INPUT RECORDS: Begin
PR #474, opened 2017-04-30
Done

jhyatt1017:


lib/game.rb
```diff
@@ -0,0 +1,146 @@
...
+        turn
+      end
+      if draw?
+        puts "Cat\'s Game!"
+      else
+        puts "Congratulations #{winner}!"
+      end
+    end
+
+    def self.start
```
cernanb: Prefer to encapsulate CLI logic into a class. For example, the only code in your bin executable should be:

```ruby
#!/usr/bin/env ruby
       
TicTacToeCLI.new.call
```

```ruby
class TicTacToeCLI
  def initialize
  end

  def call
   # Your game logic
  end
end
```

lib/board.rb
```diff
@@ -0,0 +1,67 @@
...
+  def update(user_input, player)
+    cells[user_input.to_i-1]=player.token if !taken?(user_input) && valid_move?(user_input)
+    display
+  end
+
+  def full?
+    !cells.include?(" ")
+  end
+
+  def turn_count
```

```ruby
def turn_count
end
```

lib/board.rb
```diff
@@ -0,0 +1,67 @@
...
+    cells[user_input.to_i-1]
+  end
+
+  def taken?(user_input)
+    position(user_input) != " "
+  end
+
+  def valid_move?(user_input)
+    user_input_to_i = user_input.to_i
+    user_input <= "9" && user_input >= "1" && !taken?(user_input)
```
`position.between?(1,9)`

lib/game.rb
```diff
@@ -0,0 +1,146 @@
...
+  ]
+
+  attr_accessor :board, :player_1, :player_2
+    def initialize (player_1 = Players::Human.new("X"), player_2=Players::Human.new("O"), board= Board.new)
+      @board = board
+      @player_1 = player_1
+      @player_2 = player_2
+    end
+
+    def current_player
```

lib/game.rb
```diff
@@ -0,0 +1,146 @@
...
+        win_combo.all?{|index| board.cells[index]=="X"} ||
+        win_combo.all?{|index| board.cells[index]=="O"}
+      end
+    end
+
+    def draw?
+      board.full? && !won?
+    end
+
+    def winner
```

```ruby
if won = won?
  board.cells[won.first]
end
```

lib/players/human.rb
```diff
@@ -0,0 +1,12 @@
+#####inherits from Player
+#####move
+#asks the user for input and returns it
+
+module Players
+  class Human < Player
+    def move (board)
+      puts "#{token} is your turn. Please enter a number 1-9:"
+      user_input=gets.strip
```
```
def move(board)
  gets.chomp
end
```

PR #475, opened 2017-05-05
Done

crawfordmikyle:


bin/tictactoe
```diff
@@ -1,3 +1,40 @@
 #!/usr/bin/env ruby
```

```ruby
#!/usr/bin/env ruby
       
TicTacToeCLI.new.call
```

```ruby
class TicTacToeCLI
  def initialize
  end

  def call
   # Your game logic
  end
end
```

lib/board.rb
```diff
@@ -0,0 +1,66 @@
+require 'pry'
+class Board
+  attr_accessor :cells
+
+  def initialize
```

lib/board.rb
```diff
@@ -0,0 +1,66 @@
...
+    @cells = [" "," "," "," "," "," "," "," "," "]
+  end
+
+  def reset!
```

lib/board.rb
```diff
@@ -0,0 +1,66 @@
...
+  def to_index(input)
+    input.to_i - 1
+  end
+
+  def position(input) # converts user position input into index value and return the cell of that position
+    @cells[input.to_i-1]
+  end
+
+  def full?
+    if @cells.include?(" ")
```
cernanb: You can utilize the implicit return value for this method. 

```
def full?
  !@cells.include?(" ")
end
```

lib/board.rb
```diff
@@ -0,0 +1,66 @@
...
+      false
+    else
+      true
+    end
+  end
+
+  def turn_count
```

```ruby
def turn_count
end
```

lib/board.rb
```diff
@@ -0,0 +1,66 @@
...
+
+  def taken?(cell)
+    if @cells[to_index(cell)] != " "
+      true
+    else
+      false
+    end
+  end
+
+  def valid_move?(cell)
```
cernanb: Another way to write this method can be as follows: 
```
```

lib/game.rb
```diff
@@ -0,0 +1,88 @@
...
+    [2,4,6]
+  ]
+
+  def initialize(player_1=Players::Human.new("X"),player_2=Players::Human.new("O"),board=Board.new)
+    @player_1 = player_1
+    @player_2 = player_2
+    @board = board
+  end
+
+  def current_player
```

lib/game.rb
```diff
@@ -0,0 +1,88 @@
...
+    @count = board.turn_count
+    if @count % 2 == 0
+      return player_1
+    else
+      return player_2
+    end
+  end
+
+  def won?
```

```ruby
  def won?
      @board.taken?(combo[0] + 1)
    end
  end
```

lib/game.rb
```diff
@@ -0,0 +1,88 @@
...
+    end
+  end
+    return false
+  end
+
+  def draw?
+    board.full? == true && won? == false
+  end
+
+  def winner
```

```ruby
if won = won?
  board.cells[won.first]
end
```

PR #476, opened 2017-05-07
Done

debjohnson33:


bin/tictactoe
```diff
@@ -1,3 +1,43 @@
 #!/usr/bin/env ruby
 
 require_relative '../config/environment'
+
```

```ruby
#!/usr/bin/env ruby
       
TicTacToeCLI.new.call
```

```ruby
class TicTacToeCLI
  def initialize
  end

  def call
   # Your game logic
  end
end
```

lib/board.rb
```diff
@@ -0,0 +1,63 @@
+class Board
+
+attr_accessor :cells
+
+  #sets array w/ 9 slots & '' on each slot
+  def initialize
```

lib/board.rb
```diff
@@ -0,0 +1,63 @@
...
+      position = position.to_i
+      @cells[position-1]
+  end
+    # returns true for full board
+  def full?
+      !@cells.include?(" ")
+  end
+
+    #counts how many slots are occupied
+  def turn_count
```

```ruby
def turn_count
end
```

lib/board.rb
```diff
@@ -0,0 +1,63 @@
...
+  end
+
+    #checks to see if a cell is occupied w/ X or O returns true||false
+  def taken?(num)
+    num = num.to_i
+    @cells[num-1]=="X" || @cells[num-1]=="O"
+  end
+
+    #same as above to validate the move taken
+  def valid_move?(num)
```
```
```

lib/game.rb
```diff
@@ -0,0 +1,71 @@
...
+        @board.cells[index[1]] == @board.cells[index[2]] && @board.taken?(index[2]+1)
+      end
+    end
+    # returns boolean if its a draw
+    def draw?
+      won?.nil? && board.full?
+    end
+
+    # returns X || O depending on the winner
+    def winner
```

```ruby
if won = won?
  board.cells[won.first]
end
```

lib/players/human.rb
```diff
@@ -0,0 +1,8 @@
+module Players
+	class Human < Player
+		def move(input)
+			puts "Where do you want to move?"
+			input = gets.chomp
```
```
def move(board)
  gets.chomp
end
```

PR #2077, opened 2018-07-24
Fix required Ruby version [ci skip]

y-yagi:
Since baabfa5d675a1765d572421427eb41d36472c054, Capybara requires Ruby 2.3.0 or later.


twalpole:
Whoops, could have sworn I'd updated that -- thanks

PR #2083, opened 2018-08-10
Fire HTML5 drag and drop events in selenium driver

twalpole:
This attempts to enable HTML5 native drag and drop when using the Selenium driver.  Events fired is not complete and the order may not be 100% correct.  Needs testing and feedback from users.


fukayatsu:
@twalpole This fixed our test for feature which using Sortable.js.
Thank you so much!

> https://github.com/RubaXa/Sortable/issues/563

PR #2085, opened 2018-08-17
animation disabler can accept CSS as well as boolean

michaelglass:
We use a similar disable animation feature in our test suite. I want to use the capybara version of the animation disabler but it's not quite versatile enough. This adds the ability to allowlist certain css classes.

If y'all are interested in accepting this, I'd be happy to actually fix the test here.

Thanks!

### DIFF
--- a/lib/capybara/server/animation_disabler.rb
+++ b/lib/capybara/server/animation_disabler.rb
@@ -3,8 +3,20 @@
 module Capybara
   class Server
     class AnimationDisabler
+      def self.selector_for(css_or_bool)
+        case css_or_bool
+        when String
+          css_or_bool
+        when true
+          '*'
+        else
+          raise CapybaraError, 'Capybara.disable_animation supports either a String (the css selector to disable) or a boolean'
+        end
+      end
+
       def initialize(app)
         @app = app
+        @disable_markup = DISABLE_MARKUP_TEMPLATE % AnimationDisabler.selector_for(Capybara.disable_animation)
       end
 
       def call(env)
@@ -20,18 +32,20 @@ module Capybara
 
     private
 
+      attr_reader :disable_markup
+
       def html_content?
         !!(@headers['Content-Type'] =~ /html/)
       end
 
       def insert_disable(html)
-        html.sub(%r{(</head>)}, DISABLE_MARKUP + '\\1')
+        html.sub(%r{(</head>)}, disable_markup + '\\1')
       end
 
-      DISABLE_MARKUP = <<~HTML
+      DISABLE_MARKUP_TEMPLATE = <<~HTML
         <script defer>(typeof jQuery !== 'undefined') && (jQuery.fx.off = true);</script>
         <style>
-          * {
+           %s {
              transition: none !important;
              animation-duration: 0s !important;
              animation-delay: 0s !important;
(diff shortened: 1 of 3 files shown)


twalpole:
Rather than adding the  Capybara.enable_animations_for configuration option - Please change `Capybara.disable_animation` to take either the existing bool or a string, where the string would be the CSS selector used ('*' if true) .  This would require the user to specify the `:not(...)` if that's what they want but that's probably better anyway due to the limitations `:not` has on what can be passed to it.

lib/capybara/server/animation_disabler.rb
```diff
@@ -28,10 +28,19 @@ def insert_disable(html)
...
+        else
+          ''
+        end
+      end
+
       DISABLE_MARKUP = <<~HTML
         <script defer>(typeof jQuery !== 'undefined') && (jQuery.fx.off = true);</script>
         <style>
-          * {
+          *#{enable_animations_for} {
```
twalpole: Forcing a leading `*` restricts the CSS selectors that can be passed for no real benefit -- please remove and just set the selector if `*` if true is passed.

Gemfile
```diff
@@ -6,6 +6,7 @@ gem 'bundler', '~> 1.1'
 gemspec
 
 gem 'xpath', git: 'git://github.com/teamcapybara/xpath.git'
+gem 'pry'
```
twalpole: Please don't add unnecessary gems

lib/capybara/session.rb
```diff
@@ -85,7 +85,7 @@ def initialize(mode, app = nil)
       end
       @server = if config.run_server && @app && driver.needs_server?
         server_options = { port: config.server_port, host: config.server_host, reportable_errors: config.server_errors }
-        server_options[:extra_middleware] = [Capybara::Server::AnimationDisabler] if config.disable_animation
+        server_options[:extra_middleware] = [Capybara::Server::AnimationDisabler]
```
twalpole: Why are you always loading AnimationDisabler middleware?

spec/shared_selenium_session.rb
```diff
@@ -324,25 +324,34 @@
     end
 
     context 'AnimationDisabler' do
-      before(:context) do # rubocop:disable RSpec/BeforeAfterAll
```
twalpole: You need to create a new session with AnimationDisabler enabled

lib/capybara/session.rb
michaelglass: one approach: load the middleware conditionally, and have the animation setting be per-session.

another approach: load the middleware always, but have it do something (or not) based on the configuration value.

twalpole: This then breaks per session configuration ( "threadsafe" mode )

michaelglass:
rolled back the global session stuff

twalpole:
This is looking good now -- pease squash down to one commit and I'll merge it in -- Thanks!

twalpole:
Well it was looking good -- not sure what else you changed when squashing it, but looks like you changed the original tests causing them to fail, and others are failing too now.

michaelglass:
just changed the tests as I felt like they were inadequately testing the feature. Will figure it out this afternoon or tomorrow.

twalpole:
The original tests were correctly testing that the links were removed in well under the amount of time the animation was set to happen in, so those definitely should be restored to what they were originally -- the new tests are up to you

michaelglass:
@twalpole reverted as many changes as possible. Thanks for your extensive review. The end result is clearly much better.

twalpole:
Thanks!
INPUT RECORDS: End
REQUIREMENT. Select and copy each line from the data that includes the word "occupied".

OUTPUT OF THE TASK.
+    #counts how many slots are occupied
+    #checks to see if a cell is occupied w/ X or O returns true||false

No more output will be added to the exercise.